# Partage connection internet mac airport express -> pc WIFI



## sancho27 (20 Février 2005)

Bonsoir,

J'ai écumé pas mal de forums et malgré tout je ne parviens pas à mes fins : J'ai un powerbook titanium (carte airport) qui accède au net via airport express et Speedtouch 530. Tout va super bien, ça ca cavale !
J'ai un portable pc avec un carte pcmcia wifi linksys. Comment le configurer pour qu'il puisse accéder à internet ??

Je n'y connais rien en réseau, je ne sais pas quoi mettre comme IP dans ttes ces cases.

J'ai sommeil, aidez-moi svp.  :sleep: 

Thanks, Sancho.


----------



## sancho27 (20 Février 2005)

S'il vous plait... je suis vraiment en galère  dois-je activer l'option "partage de connection  internet" sur le mac ou la borne airport fait tout ??


----------



## daffyb (20 Février 2005)

la borne airport fait tout; Malheureusement, je ne connais pas le wifi sur PC. Normalement, si tu mets tout sur automatique ca devrait marcher....


----------



## MortyBlake (20 Février 2005)

sancho27 a dit:
			
		

> Bonsoir,
> 
> J'ai écumé pas mal de forums et malgré tout je ne parviens pas à mes fins : J'ai un powerbook titanium (carte airport) qui accède au net via airport express et Speedtouch 530. Tout va super bien, ça ca cavale !
> J'ai un portable pc avec un carte pcmcia wifi linksys. Comment le configurer pour qu'il puisse accéder à internet ??
> ...






			
				sancho27 a dit:
			
		

> S'il vous plait... je suis vraiment en galère  dois-je activer l'option "partage de connection  internet" sur le mac ou la borne airport fait tout ??

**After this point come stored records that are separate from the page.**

PR #320, opened 2026-04-20
fix: thread LocalNetPath through ciConfig for root-manager tunneling

scott-cotton:
## Summary
- Pair with signadot/libconnect#158, which now takes a `ClientConfig.LocalNetPath` string prepended to `PATH` when libconnect execs `iptables`/`pfctl`/`route`. Fixes the `exit status 127` seen on Gitpod where the user's PATH lacks `/usr/sbin`.
- Capture `$SIGNADOT_LOCALNET_PATH` at CLI invocation with `os.LookupEnv` while the user's shell env is still visible. Unset → default `/usr/sbin:/sbin`; explicitly empty → no prepend (opt-out for NixOS etc.); set → pass through. Resolved string carried on a new `ciConfig.LocalNetPath` field and wired into `localnet.ClientConfig` in the root-manager.
- The sudo `--preserve-env` list is unchanged — the env var never needs to survive the sudo elevation because the policy decision is resolved in the CLI before the daemon is spawned.
- Bumps libconnect to the paired branch commit. **Needs a final bump once signadot/libconnect#158 merges and is tagged** before this lands on main.

## Design note
Earlier iteration of this change extended `--preserve-env` to pass `SIGNADOT_LOCALNET_PATH` through sudo and had libconnect read it via `os.LookupEnv`. The ciConfig route is better because:
- ciConfig is already the canonical "user-invocation state captured and handed to the daemon" boundary; this value fits that shape.
- Removes a tacit coupling (libconnect env-var API + CLI `--preserve-env` list staying in sync across two repos).
- libconnect stays policy-free — no env-var read, no default, no unset-vs-empty tri-state. The distinction is resolved at the CLI layer where the user's shell env is visible, then a single string flows through.

## Behavior
- Default (no env var): libconnect invokes `iptables`/`pfctl`/`route` with `PATH=/usr/sbin:/sbin:$UIDPath`. Gitpod works without the `sudo ln -s /usr/sbin/iptables /usr/bin/iptables` workaround.
- `SIGNADOT_LOCALNET_PATH=...` exported by user: that value is prepended instead of the default.
- `SIGNADOT_LOCALNET_PATH=` (empty): prepend disabled, tunnel-setup execs inherit root-manager env unmodified.
- Port-forward / kubeconfig exec auth plugins: unaffected. Sandbox-manager env is not touched.

## Test plan
- [x] `go build ./...`
- [x] `go test ./...`
- [x] `gofmt -l internal/`
- [ ] Reproduce the failure on a developer env where `iptables` at `/usr/sbin/iptables` is not on user PATH, confirm `signadot local connect` succeeds.
- [ ] Confirm port-forward + kubeconfig exec auth (e.g. EKS with `aws-iam-authenticator`, GKE with `gke-gcloud-auth-plugin`) still works.
- [ ] After signadot/libconnect#158 merges: bump libconnect to the merged commit/tag.


daniel-de-vera (approved):
LGTM

PR #323, opened 2026-04-22
Add --param-secret flag to plan run

daniel-de-vera:
## Summary
- Adds `--param-secret param-name=secret-name` to `signadot plan run`, wiring a new `Secrets map[string]string` into `PlanExecutionSpec` so plan params can be bound to org secrets at execution time (without decrypted values ever touching the plan_executions row or API responses).
- Rejects overlap between `--param` and `--param-secret` for the same key locally; other validations (unknown param, missing secret) are handled server-side.
- Bumps go-sdk to pick up `PlanExecutionSpec.Secrets`.

Related: signadot/signadot#6904

## Test plan
- [ ] `signadot plan run PLAN --param-secret api-key=my-secret` → execution created, response shows `secrets: {api-key: my-secret}` (name, not value)
- [ ] `signadot plan run PLAN --param x=1 --param-secret x=my-secret` → fails locally with `param "x" appears in both --param and --param-secret; specify only one`
- [ ] `signadot plan run PLAN --param-secret unknown=my-secret` → server rejects with 400 (key must match a declared plan param)
- [ ] `signadot plan run PLAN --param-secret api-key=nonexistent` → server rejects with 400 (secret not found)
- [ ] Action script receives decrypted value via `context/api-key`, same as a literal param

🤖 Generated with [Claude Code](https://claude.com/claude-code)

PR #324, opened 2026-04-24
Add secret commands

daniel-de-vera:
## Summary
- Adds `signadot secret` (alias `secrets`) with `create`, `update`, `get`, `list` (alias `ls`), and `delete` (alias `rm`) subcommands wrapping the Secrets API from the go-sdk.
- Values can be supplied via `--value` (warns about shell history), `--value-file`, `--value-stdin`, or a flat YAML/JSON file with `-f` (with `--set var=val` expansion). Value is required on both create and update, matching server-side validation.
- `get`/`list` print metadata only (`NAME`, `DESCRIPTION`, `CREATED`, `UPDATED`) since the API never returns plaintext. `-o json|yaml` supported throughout.
- Bumps `go-sdk` to a version that includes the `secrets` client.

## Test plan
- [ ] `go build ./...` and `go vet ./...` pass (verified locally)
- [ ] `signadot secret --help` and each subcommand `--help` render correctly
- [ ] Create a secret via `--value`, `--value-file`, `--value-stdin`, and `-f` paths
- [ ] Verify `--value`, `--value-file`, `--value-stdin` are rejected together
- [ ] Verify `-f` is rejected with positional NAME and with `--value*` / `--description`
- [ ] Verify missing value produces the client-side error before the API call
- [ ] Update an existing secret (value rotation) and confirm `updatedAt` changes on `get`
- [ ] `list` shows all secrets and `delete NAME` / `delete -f FILE` remove them
- [ ] `get` / `list` never include a `value` field in JSON/YAML output


scott-cotton:
Worth adding a "## Secrets" section to `agent-skills/signadot-cli/SKILL.md` in this PR (or a tight follow-up) so agents know the command exists — currently the file has zero references to `signadot secret` (only one passing mention of "Secrets" in the sandbox-file-mounts context). Bare minimum:

- `signadot secret create NAME --value VAL` (and `--value-file`, `--value-stdin`, `-f spec.yaml --set var=val`)
- `signadot secret update NAME --value VAL`
- `signadot secret get NAME` / `list` — metadata only, plaintext never returned
- `signadot secret delete NAME`
- One-line note that secrets are bound to plan params via `signadot plan run --secret param-name=secret-name` (#323)

Otherwise the entire secrets feature is invisible to agents that load this skill, and #323's `--secret` flag has no path-to-discovery from the skill side.

daniel-de-vera:
@scott-cotton, added secrets to the skill in https://github.com/signadot/cli/pull/324/changes/03a0949eead55ae00a32e32add0b0dd6c5f2e610.

scott-cotton (approved):
LGTM

PR #325, opened 2026-04-29
Add plan action list/get commands

daniel-de-vera:
## Summary

- Wires the new plan-actions API into the CLI as `signadot plan action list` and `signadot plan action get NAME` (alias `a`), under the existing `plan` parent.
- `list` shows `NAME / MANAGED BY / ENABLED / REVISION / DESCRIPTION / UPDATED` — `MANAGED BY` distinguishes system actions from org-owned actions.
- `get` shows action header (Enabled, Description, Revision, Image, Requires), parsed Inputs/Outputs/Validations tables, and the action body. Body is rendered through `glamour` when stdout is a TTY (headings, tables, code blocks, inline code); raw markdown when piped.
- `-o json` / `-o yaml` returns the raw `PlanAction` payload at both list and get.

Builds on go-sdk `feature-plan` (`PlanActionStatus.Enabled`, `PlanActionStatus.BodyImage`).

## Test plan

- [ ] `signadot plan action list` shows all visible actions with the columns above
- [ ] `signadot plan action get check` shows header + Inputs/Outputs/Validations tables + rendered body
- [ ] `signadot plan action get k6` shows the `Image:` line populated from `Status.BodyImage`
- [ ] `signadot plan action get k6 | cat` (non-TTY) prints raw markdown
- [ ] `signadot plan action get check -o json` returns the raw `PlanAction` payload
- [ ] `signadot plan action get nonexistent` surfaces a 404 from the API


scott-cotton:
From claude: 

1. formatAny mishandles non-scalar JSON values (printers.go:222-227)
  func formatAny(v any) string {
      if v == nil { return "" }
      return fmt.Sprintf("%v", v)
  }
  For a Default of {"a": 1} you get map[a:1] in the table; for [1,2] you get [1 2]. Both are misleading and ugly.
  JSON-encoding (json.Marshal → string) gives faithful round-trip output that a reader can paste back into a plan
  spec. Easy fix.

  2. formatSchema is shallow (printers.go:230)
  Extracts only top-level type; renders any non-trivial schema (array with items, oneOf, enum, object with
  properties) as plain array/object or (custom). Acceptable for a summary column, but enum is common enough it'd
  be worth one extra branch:
  if enums, ok := m["enum"].([]any); ok && len(enums) > 0 {
      return fmt.Sprintf("enum(%d)", len(enums))
  }

  3. formatImage emits input=<name> as a bare string (printers.go:158-167)
  On a "Image:" header line, input=foo reads ambiguously — could be a literal image with = in its tag or a
  Go-flag-style key=value. Suggest (from input "%s") or <input: %s> to disambiguate.

  4. PR description ↔ code mismatch. PR says list shows "Enabled/Revision/Description/Updated columns" but the
  code adds MANAGED BY as well (printers.go:18-26). Either update the description or drop the column — both are
  defensible, but they should agree. MANAGED BY is genuinely useful to differentiate org actions from system ones,
   so I'd keep it and update the PR text.

  5. printBody silently swallows the write result (printers.go:99-106)
  fmt.Fprintln(out, body) and fmt.Fprint(out, rendered) — neither return is checked. The rest of
  printActionDetails propagates errors (tabwriter Flush, sub-printers), so a broken pipe here would silently look
  successful. Minor; checking the second Fprint and returning the error keeps the contract consistent.

daniel-de-vera:
@scott-cotton, feedback addressed in https://github.com/signadot/cli/pull/325/changes/2a031d6f66b7483c8189a8956880392c08469c2a.

scott-cotton (approved):
LGTM

PR #773, opened 2022-09-17
[enhancement] Change str.format() to f-string

Kevin-Chen0:


Kevin-Chen0:
Hey @ourownstory @karl-richter, do you know what could be causing the code coverage to be so low? I am just changing the strings to f-strings, right? So it shouldn't be affecting any of the functionalities.

ourownstory:
> Hey @ourownstory @karl-richter, do you know what could be causing the code coverage to be so low? I am just changing the strings to f-strings, right? So it shouldn't be affecting any of the functionalities.

Hey @Kevin-Chen0 It is because most of the strings that are formatted are from Error and log printouts. We currently do not have test cases for everything that could go wrong to throw a warning, but mostly just test for things that should work to work.
So, I as you are not editing fuctional code here, but just mainly warning/error messages, the low coverage is fine from my point of view.

ourownstory (approved):
LGTM. 
Did you run black over these files?

PR #551, opened 2022-02-18
Bugfix: return correctly scaled multiplicative seasonality component

denyslazarenko:
Resolve issue: https://github.com/ourownstory/neural_prophet/issues/429
Used hint:
trend =  trend(scaled)*y_scale + y_shift
season_x = season_x(scaled) *y_scale
season_x_m = season_x_m(scaled)*trend(scaled)*y_scale
season_x_m = season_x_m(scaled)*(trend - y_shift)

Issue #429, opened 2021-10-15
Multiplicative Seasonality fitted correctly but returned wrong


ourownstory:
### Discussed in https://github.com/ourownstory/neural_prophet/discussions/303

<div type='discussions-op-text'>

<sup>Originally posted by **sgheinze** March 26, 2021</sup>
I'm hoping someone can help me understand the multiplicative model used in NeuralProphet and how it relates to values in the forecast DataFrame.

I've (perhaps incorrectly) been assuming that the NeuralProphet model is the same as the Prophet model, which according to this post in the Prophet GitHub (https://github.com/facebook/prophet/issues/1329#issuecomment-588536185) and this kaggle source (https://www.kaggle.com/smakarychev/what-is-facebook-prophet-forecasting-model), is:
`Yhat = trend * (1 + multiplicative terms) + additive terms`
which for models without additive terms reduces to:
`Yhat = trend * (1 + multiplicative terms)`

However, when I fit a simple multiplicative model to some toy data with only a single multiplicative seasonal term, I am unable to verify that equation:
```
model = NeuralProphet(n_forecasts=1, seasonality_mode="multiplicative", growth="off", weekly_seasonality=True, yearly_seasonality=False)
metrics = model.fit(df, freq="D")
future = model.make_future_dataframe(df, periods=1)
forecast = model.predict(future)
forecast.head()

	ds	          y	       yhat1  residual1	     trend	 season_weekly
0	2021-03-18	None	27814.070312	NaN	30103.738281	-0.064573
```
As you can see in the forecast DataFrame above, `yhat1 != trend * (1 + season_weekly)` for this particular forecast.

Where am I going wrong?</div>

PR #791, opened 2022-09-24
[bugfix] fix re-scaling of multiplicative components in forecast df

LeonieFreisinger:
refer to issue #429 
makes PR #551 unnecessary

**Problem**
Multiplicative components are not output correctly in the forecast df due to being computed incorrectly. 

**Solution**
The multiplicative components are not re-scaled properly. Therefore, the re-scaling of all multiplicative components is added in predict_raw().


LeonieFreisinger:
@ourownstory @Kevin-Chen0 Feel free to review the implementation of the proper re-scaling of the multiplicative components. Thanks a lot!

SUrtout pas, laisse la borne faire le travail.

Le principe est de dire au PC sur quel réseau il doit se connecter et le mettre en DHCP.

Tu dois donc lui donner le nom du réseau que tu as créé, donner le  mot de passe.

Tu as toutes les infos par l'utilitaire admin airport (vérifie éventuellement si ça ne marche pas que tu as la dernière version du firmware de ta borne.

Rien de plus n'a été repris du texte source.